Excessive Medical Claims for Automobile Personal Injuries: the RAND Report

By Arthur Croft, DC, MS, MPH, FACO
On April 6, 1995 the article, "Fraudulent Auto Injury Claims Are the Rule Here, Study Says," ran in the San Jose Mercury News. It was a reprint of a story from the L.A. Times that appeared in hundreds of other papers around the country. The writer quoted the report as finding that California's rate of "excess" (excessive) claims costs motorists $3.5 billion a year.

The report (Carroll S, Abrahamse A, Vaiana M: The costs of excess medical claims for automobile personal injuries, Santa Monica, RAND, 1995) is available from RAND (tel: 310-451-7002). The research was supported by the Institute for Civil Justice, which is supported by corporations, trade and professional associations, and private foundations, among others.

The authors noted that between 1980 and 1991 insurers' costs for compensation for bodily injury grew 167 percent. Sixty percent of this growth to inflation and rising health care costs; 40 percent to increases in the number and size of claims. To investigate the problem further, the authors drew upon a large database of individual claims. Details of the database were not provided in the report, and the methods used to arrive at conclusions were based partly on presumptions. They note for example, that since "compensation for general damages is typically thought to be a multiple of the victim's economic loss" under the tort system, higher medical bills would result in higher compensation, and therefore would provide an incentive for excess claiming. Similar incentives were outlined for the dollar no-fault system where suits cannot be filed until a certain dollar figure has been reached, thus providing an incentive to reach that threshold.

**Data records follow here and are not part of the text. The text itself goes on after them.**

PR #4264, opened 2020-11-11
Replace stubs in ndimage by Jitify

leofang:
Follow-up of #4228. We no longer need customized C++ std code now that we have Jitify.

TODO:
- [x] Test HIP

PR #4922, opened 2021-03-19
Fix C++ compilation error

### LINKED ISSUE #4875: [BUG] NVRTC does not support <type_traits> out of box
On the current master, this snippet
```python
import cupy as cp

code = r'''
#include <cupy/carray.cuh>

extern "C" __global__ void fff(float* a) {

   int tid = threadIdx.x;
   a[tid] += 1;
}
'''

mod = cp.RawModule(code=code, options=('-std=c++11',))
ker = mod.get_function("fff")
```
raises an exception:
```
cupy.cuda.compiler.CompileException: /home/leofang/dev/cupy_cuda112/cupy/core/include/cupy/carray.cuh(4): catastrophic error: cannot open source file "type_traits"
```
This is a regression due to #3683 adding this line:
https://github.com/cupy/cupy/blob/fa21dd5d43ea93a48ccfa3bd796da101cf4c1c7c/cupy/core/include/cupy/carray.cuh#L4
NVRTC does not support most of the C++ std headers, which is why we need Jitify. I don't know how come all tests managed to pass so far...🤔

leofang:
Close #4875.

As mentioned in the linked issue, NVRTC by default does not support many C++ features, including the offending `type_traits` header. Since it is best to not revert a feature we already supported (#3683), I choose to add a workaround patch, which in this case is still manageable though unfortunately against my earlier intention to avoid custom C++ `std` stubs (ex: #4264).

The added test ensures an error like the one reported in #4875 can be detected by the CI and prevents a regression from happening again.

cc: @takagi @coderforlife @grlee77

### DIFF
--- a/cupy/core/core.pyx
+++ b/cupy/core/core.pyx
@@ -1858,16 +1858,19 @@ cdef bint _is_hip = runtime._is_hip_environment
 cdef int _cuda_runtime_version = -1
 cdef str _cuda_path = ''  # '' for uninitialized, None for non-existing
 
-cdef list _cupy_header_list = [
+cdef list cupy_header_list = [
     'cupy/complex.cuh',
     'cupy/carray.cuh',
     'cupy/atomics.cuh',
 ]
 if _is_hip:
-    _cupy_header_list.append('cupy/math_constants.h')
+    cupy_header_list.append('cupy/math_constants.h')
+
+# expose to Python for unit testing
+_cupy_header_list = cupy_header_list
 
 cdef str _cupy_header = ''.join(
-    ['#include <%s>\n' % i for i in _cupy_header_list])
+    ['#include <%s>\n' % i for i in cupy_header_list])
 
 # This is indirect include header list.
 # These header files are subject to a hash key.
@@ -1917,7 +1920,7 @@ cpdef str _get_header_source():
     if _header_source is None or not _header_source_map:
         source = []
         base_path = _get_header_dir_path()
-        for file_path in _cupy_extra_header_list + _cupy_header_list:
+        for file_path in _cupy_extra_header_list + cupy_header_list:
             header_path = os.path.join(base_path, file_path)
             with open(header_path) as header_file:
                 header = header_file.read()
@@ -1957,7 +1960,7 @@ cpdef function.Module compile_with_cache(
         log_stream=None, bint jitify=False):
     if translate_cucomplex:
         source = _translate_cucomplex_to_thrust(source)
-        _cupy_header_list.append('cupy/cuComplex_bridge.h')
+        cupy_header_list.append('cupy/cuComplex_bridge.h')
         prepend_cupy_headers = True
 
     if prepend_cupy_headers:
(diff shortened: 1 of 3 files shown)


coderforlife:
This is a much better approach to this. That std::enable_if is also used at https://github.com/cupy/cupy/blob/a0aa435b9459c2d5b9a1266edc6f670a1c903e34/cupyx/scipy/ndimage/_filters_core.py#L164-L170.

leofang:
@coderforlife Do you think I should also substitute `std::enable_if` in `cupy/cupyx/scipy/ndimage/_filters_core.py`?

leofang:
Jenkins, test this please

cupy/core/core.pyx
```diff
@@ -1858,16 +1858,19 @@ cdef bint _is_hip = runtime._is_hip_environment
 cdef int _cuda_runtime_version = -1
 cdef str _cuda_path = ''  # '' for uninitialized, None for non-existing
 
-cdef list _cupy_header_list = [
+cdef list cupy_header_list = [
```
leofang, line 1861: This is a `cdef` variable defined in `.pyx`. I don't think we need to mark it private (by prepending an underscore), as it already is. No functions (either in Cython or Python) outside this module can access it.

tests/cupy_tests/core_tests/test_core.py
```diff
@@ -1,11 +1,13 @@
 import unittest
+import sys
 
 import numpy
 import pytest
 
 import cupy
 from cupy.core import core
 from cupy import testing
+from .test_raw import use_temporary_cache_dir
```
takagi, line 10: Would you use an absolute module path?

takagi (changes requested):
LGTM except for one guideline issue!

tests/cupy_tests/core_tests/test_core.py
leofang: Done in 00d3594.

leofang:
Jenkins, test this please

tests/cupy_tests/core_tests/test_core.py
```diff
@@ -1,11 +1,13 @@
 import unittest
+import sys
 
 import numpy
 import pytest
 
 import cupy
 from cupy.core import core
 from cupy import testing
+from tests.cupy_tests.core_tests import test_raw
```
kmaehashi, line 10:
```suggestion
from cupy_tests.core_tests import test_raw
```

leofang: Thanks, @kmaehashi. I feel absolute importing from other test modules is shaky...

leofang:
Jenkins, test this please

takagi:
Jenkins, test this please

takagi (approved):

leofang:
@takagi NVRTC in CUDA < 11.1 does not support `--std=c++03`, so I took it away. On CUDA 11.2, I tested that it works.

leofang:
Jenkins, test this please

takagi (approved):

takagi:
Thanks! Will be merged soon once it passes.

Michigan and New York have verbal no-fault laws in which damages can only be sought for specific types of injury, including death, dismemberment, loss of a bodily part or sense, or fracture. The authors assumed that all hard claims (fracture, dismemberment, etc.) were generally real and that claims for non-existent (read fraudulent) soft tissue injuries in these states would be rare since victims can receive treatment but not compensation. They then developed an index which compared the number of hard claims to the number of soft claims. Michigan and New York had an index of 0.7 -- 7 soft claims for every 10 hard claims. Using this method, Hawaii (dollar no-fault) had an index of 0.9 and California an index of 2.5 -- 25 soft claims per 10 hard claims. Overall, 35-42 percent of medical costs submitted were reported to be excessive with a potential net result of increasing the costs to insurers $9-13 billion annually.

Clearly a disturbing trend exists in the area of personal injury. We hear periodically about accident fraud rings; doctors do occasionally become unknowingly drawn into this perfidy. Readers should understand that this RAND paper is, as the authors admit, a series of hypotheses. Many of the supporting arguments are based on supposition. And, as is often the case, alternate hypotheses might also explain some of the observations described by the authors. For example, based on National Accident Sampling System (NASS) data and data from the National Safety Council (both of which are valuable because they include data on many accidents where litigation is not an issue), most injury accidents occur at speeds between about 10-18 mph. Death, dismemberment, fracture, and other "hard injury" occurs only rarely at these speeds. Therefore, statistically, we might expect to see exactly the index of 2.5 reported in California (i.e., a greater number of soft claims). If that was the case, we must then entertain a new hypothesis to explain the reversed index of 0.7 observed in New York and Michigan.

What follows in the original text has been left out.